Determines the lethal area for an explosion. The model used is

\[A_{explosion} = \pi D^2\]

where \(D\) [m] is the distance from the explosion, where it is no longer lethal. It is given as

\[D = K W^{1/3}\]

where \(K\) [m/kg \(^{1/3}\)] is a scaling factor for the acceptable risk and W [kg] is the TNT equivalent mass [1], [2], [3].

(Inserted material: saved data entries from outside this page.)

PR #204, opened 2026-05-29
ci: trigger workflows on pull_request to cover fork PRs

r-marques:
## Summary

Both `Tests` and `Lint and Build` are currently `on: [push]`, which GitHub does **not** dispatch on the base repo when a fork PR is opened or pushed. The result: workflows have never run on any fork PR. #181 is the first external contribution and surfaced the gap (it's been sitting with zero status checks since 2026-05-21).

## Change

```yaml
# both .github/workflows/test.yaml and .github/workflows/lint.yml
on:
  push:
    branches: [main]
  pull_request:
```

- **`push: branches: [main]`** preserves the post-merge "main is green" signal. We lose CI on intermediate commits to internal long-lived branches without an open PR — defensible since code without review doesn't really need CI either, but flagging in case it bites someone's pre-PR habits.
- **`pull_request`** fires on every PR open / synchronize / reopen, including fork PRs.

## Why this is safe

GitHub's design **does NOT pass repository secrets** to fork-PR workflow runs ([docs](https://docs.github.com/en/actions/security-guides/using-secrets-in-github-actions#using-encrypted-secrets-in-a-workflow)). So `TEST_SUBSCRIBER_API_KEY` / `TEST_BUILDER_API_KEY` stay out of contributor code under `pull_request` from a fork. The pytest suite already gracefully skips the keyed paths when env vars are absent — verified locally on #181: `562/562 not-slow tests pass` with no secrets set.

This is in contrast to `pull_request_target` (the dangerous variant), which we are **not** using.

## Spam-defense (one-time UI flip, recommended)

After this merges, please flip:

**Settings → Actions → General → Fork pull request workflows from outside collaborators → "Require approval for all outside collaborators"**

That puts every fork PR's workflow into `action_required` state until a maintainer clicks Approve. Zero unapproved spam runs. ~30s flip.

Cost: actions on `ubuntu-latest` in public repos are free unlimited, so the cost concern is bounded to "annoying queue contention" even without the approval gate — but the gate is the proper fix and worth enabling.

## After merge

Once this lands, the next push (or close+reopen) on #181 fires a `pull_request: synchronize` event → workflow enters `action_required` → one click → CI runs.

## Test plan

- [ ] Merge this
- [ ] Approve the queued workflow run on #181
- [ ] Confirm lint + tests run green on #181 (peterxing's branch)
- [ ] Flip the org Actions "Require approval" setting

### DIFF
--- a/.github/workflows/lint.yml
+++ b/.github/workflows/lint.yml
@@ -1,6 +1,9 @@
 name: Lint and Build
 
-on: [push]
+on:
+  push:
+    branches: [main]
+  pull_request:
 
 jobs:
   lint:
--- a/.github/workflows/test.yaml
+++ b/.github/workflows/test.yaml
@@ -3,7 +3,10 @@
 
 name: Tests
 
-on: [push]
+on:
+  push:
+    branches: [main]
+  pull_request:
 
 jobs:
   unit_integration:


eruizgar91 (approved):
Approving after a security-focused review of the trigger change.

Verdict: safe. No exploitable HIGH/MEDIUM findings.

- Uses `pull_request` (not the dangerous `pull_request_target`), so fork PR code runs in the fork's context without elevated privileges.
- GitHub does not pass repository secrets (`TEST_SUBSCRIBER_API_KEY` / `TEST_BUILDER_API_KEY`) to fork-PR runs, so they resolve empty for forks — no secret exfiltration path.
- No untrusted input (`github.event.*`) is interpolated into any `run:` step, so no script injection.
- `GITHUB_TOKEN` is read-only for fork PRs; runners are GitHub-hosted/ephemeral (no self-hosted RCE surface); no `workflow_run` chaining to a privileged workflow (`finalize-release.yml` stays gated on `merged == true` + `release/*`).

Residual risk is bounded to compute abuse, which is closed by the recommended approval gate.

One operational ask before this is fully safe: enable Settings → Actions → General → 'Require approval for all outside collaborators' first, then merge — so there is no exposure window.

.github/workflows/lint.yml
```diff
@@ -1,6 +1,9 @@
 name: Lint and Build
 
-on: [push]
+on:
+  push:
+    branches: [main]
+  pull_request:
```
aaitor, line 6: **MEDIUM — Add `concurrency:` and `permissions:` blocks while the trigger is being touched**

Two defense-in-depth additions worth folding into this PR:

1. **`concurrency:`** — rapid fork-PR force-pushes will queue redundant runs without `cancel-in-progress`. Especially relevant now that external contributors can trigger CI.
2. **`permissions:`** — explicit `contents: read` declaration so the workflow doesn't silently inherit write access if the repo is ever made private or the org default flips to read-write. Costs nothing today, prevents a silent regression tomorrow.

```suggestion
  pull_request:

concurrency:
  group: ${{ github.workflow }}-${{ github.event.pull_request.number || github.ref }}
  cancel-in-progress: true

permissions:
  contents: read
```

.github/workflows/test.yaml
```diff
@@ -3,7 +3,10 @@
 
 name: Tests
 
-on: [push]
+on:
+  push:
+    branches: [main]
+  pull_request:
```
aaitor, line 9: **MEDIUM — Add `concurrency:` and `permissions:` blocks (mirror of the `lint.yml` suggestion)**

Same hardening as in `lint.yml`. The `concurrency` group keyed on PR number means each new push on a fork PR cancels the prior run, which matters more here because the `e2e` job is the long pole.

```suggestion
  pull_request:

concurrency:
  group: ${{ github.workflow }}-${{ github.event.pull_request.number || github.ref }}
  cancel-in-progress: true

permissions:
  contents: read
```

.github/workflows/test.yaml
```diff
@@ -3,7 +3,10 @@
...
 
 jobs:
   unit_integration:
```
aaitor, line 12: **MEDIUM — Replace `poetry lock` with `poetry check --lock` (not visible in this diff: lines 24 and 47)**

Highest-leverage finding in this PR. With the new `pull_request` trigger, fork PRs will run `poetry lock --no-interaction --no-ansi` (at line 24 in `unit_integration` and line 47 in `e2e`) on fork-controlled `pyproject.toml`. A hostile fork can swap one specifier (e.g. add `evil-package = "*"` or typosquat an existing dep) and the runner will resolve, install, and execute the package's `setup.py` / `__init__.py` — arbitrary code execution on the runner without any maintainer approval, because `poetry install` follows the regenerated lock blindly.

The approval gate from the PR body is the right primary control, but defense-in-depth here costs one line per occurrence — match what `lint.yml` already does and validate the committed lock instead of regenerating it. A fork PR that diverges `pyproject.toml` from `poetry.lock` will then fail at the lockfile-check step, before any `poetry install` runs.

For both the `unit_integration` job (~line 24) and the `e2e` job (~line 47):

```yaml
# Replace:
- name: Resolve lockfile
  run: poetry lock --no-interaction --no-ansi

# With (matches lint.yml line 19):
- name: Verify lockfile is in sync
  run: poetry check --lock
```

If there is a deliberate reason to regenerate on CI (platform-specific markers, Python-version-dependent resolution), please surface it in a comment — I couldn't find one from reading the surrounding code, and the `lint.yml` job validates fine without regeneration on the same Python 3.11 runner. The `unit_integration` / `e2e` jobs are on Python 3.10.x; if there's a 3.10-vs-3.11 marker concern, that's worth documenting either way.

aaitor (approved):
The change correctly addresses the fork-PR CI gap and the security analysis in the description is sound — `pull_request` (not `pull_request_target`) is the right primitive, secrets are not passed to fork runs, and the recommended approval-gate flip is the proper containment for spam/abuse. CI is green and the diff is minimal. Approving with three inline defense-in-depth suggestions, one out-of-scope HIGH the maintainer must action independently, and a process nudge.

**Verification I ran**

- `gh pr view 204` / `gh pr diff 204` / `gh pr checks 204` — CI green (lint, unit_integration, e2e all pass on `6e67e7f`).
- Read post-PR `.github/workflows/lint.yml` and `.github/workflows/test.yaml` in full, plus the surrounding workflow ecosystem (`docs.yml`, `release-python.yml`, `publish-mintlify-docs.yml`, `prepare-release.yml`, `finalize-release.yml`) — confirmed the trigger change does NOT break the release pipeline. `release-python.yml` fires on tag push `v*.*` and does not depend on this workflow, so losing test runs on tag pushes is harmless (the same commit already passed CI when it merged to `main`).
- Verified PR #181 state: `statusCheckRollup: []` and external `headRepositoryOwner: peterxing` — confirms the diagnosed bug.
- Dispatched parallel `security-reviewer` (fork-PR threat model + secrets/supply-chain) and `code-reviewer` (CI hygiene) sub-agents. Cross-checked findings against the actual files before promoting any to HIGH.
- Decoded the JWTs in `tests/e2e/conftest.py` and confirmed: `exp` of `4935131697` (≈ year 2126) and a `o11y` claim embedding a Helicone API key. These are pre-existing in `main` but become materially more exposed the moment fork PRs start running CI — see HIGH note below.
- Walked the dual-trigger scenarios: no duplicate runs in practice (push to feature branch doesn't match `branches: [main]`; push to main has no open PR; merge commits fire `push` only). Clean.

**HIGH (out of scope for this PR — please action before flipping the approval gate post-merge)**

`tests/e2e/conftest.py` lines ~37 and ~42 hardcode the staging-sandbox `TEST_SUBSCRIBER_API_KEY` / `TEST_BUILDER_API_KEY` JWTs as `os.getenv()` defaults, and each JWT's `o11y` claim embeds a Helicone API key. These have been in public git history for a while, so this PR does not *create* the exposure — but it does make those tokens part of every external contributor's CI run via module-level conftest collection. Combined with the `poetry lock` issue called out inline, this means a hostile fork could execute arbitrary code on the runner with the JWTs in memory before any maintainer reviews the PR. Suggested follow-up (separate PR, not blocking this one):

- Rotate both staging API keys and the embedded Helicone key.
- Replace the hardcoded `os.getenv(..., "<jwt>")` defaults with `os.getenv(..., "")` and add `pytest.skip(..., allow_module_level=True)` at the top of the e2e conftest when keys are absent.
- Consider `git filter-repo` to scrub history; rotate-only leaves the old tokens in `git log`.

**Process — treat the approval-gate flip as a hard pre-flight, not a follow-up**

The PR body lists "flip the org Actions approval gate" as a post-merge step. Given the e2e-conftest exposure above and the `poetry lock` regen called out inline, I'd strongly recommend flipping the gate *before* this PR is merged (or sitting on the merge for the 30s it takes). Otherwise the very first fork PR push after merge triggers a CI run that (a) regenerates the lock from fork-controlled `pyproject.toml` and (b) loads the e2e conftest with the hardcoded JWTs in memory, all without maintainer review.

Approving on the assumption that either the inline `poetry check --lock` swap lands here, or the approval gate is flipped immediately on merge (preferably both).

A recommended value for the scaling factor for 3.5 psi overpressure is 18 ft/lb \(^{1/3}\) (also called K18, for unprotected persons), which is equal to

\[K = 7.14~\mathrm{m/kg}^{1/3}\]

in SI units. For details on this value, see [1].

Note

The area given by the used model assumes a near-perfect combustion of the fuel, which typically requires a close to ideal mixing of fuel and oxidizer. As this normally do not happen during an aircraft crash, the model tends to be rather conservative in the estimate of the lethal area. For more detail on this, please consult Annex F [4].

Warning

The model for lethality caused by explosions has not been deeply investigated, and the model is provided as is, with references to it origin. Ultimate responsibility for determining the lethal area at an explosion rests with the user.

Parameters

  • TNT_mass (float) – [kg] Equivalent TNT mass to the explosive material. Use TNT_equivalent_mass to determine this value.

  • K (float, optional) – [kg/m^(1/3)] Scaling factor for acceptable risk (the default is 7.14).

Returns

area – [m^2] Size of the lethal area, which is in the form of a disc.

Return type

float

static lethal_area_thermal(TNT_mass, p_lethal)[source]

Compute lethal area for thermal radiation (deflagration).

Computes the lethal area for deflagration based on the thermal radiation. Model is taken from [2] page 61.

Note

See note for lethal_area_explosion.

Parameters

  • TNT_mass (float) – [kg] The equivalent TNT mass for the propellant.

  • p_lethal (float) – [-] A number between 0 and 1 indicating the target lethality.

Returns

area – [m^2] Size of lethal area.

Return type

float

1(1,2,3)

Department of Defense. DoD Ammunition and Explosives Safety Standards: General Explosives Safety Information and Requirements (DOD 6055.09-M, Volume 1). Technical Report, 2012.

2(1,2,3,4)

John A. Ball, Michael Knott, and David Burke. Crash Lethality Model - Report no. NAWCADPAX/TR-2012/196. Technical Report, Naval Air Warfare Center Aircraft Division, 2012.

3(1,2)

Meredith J. Harwick, John Hall, John W. Tatom, and Robert G. Baker. Approved Methods and Algorithms for DoD Risk-Based Explosives Siting. Technical Report, DDESB, jul 2009.

4(1,2)

JARUS. JARUS guidelines on SORA - Annex F - Theoretical Basis for Ground Risk Classification. Technical Report, 2022. JAR-WG6-QM.01.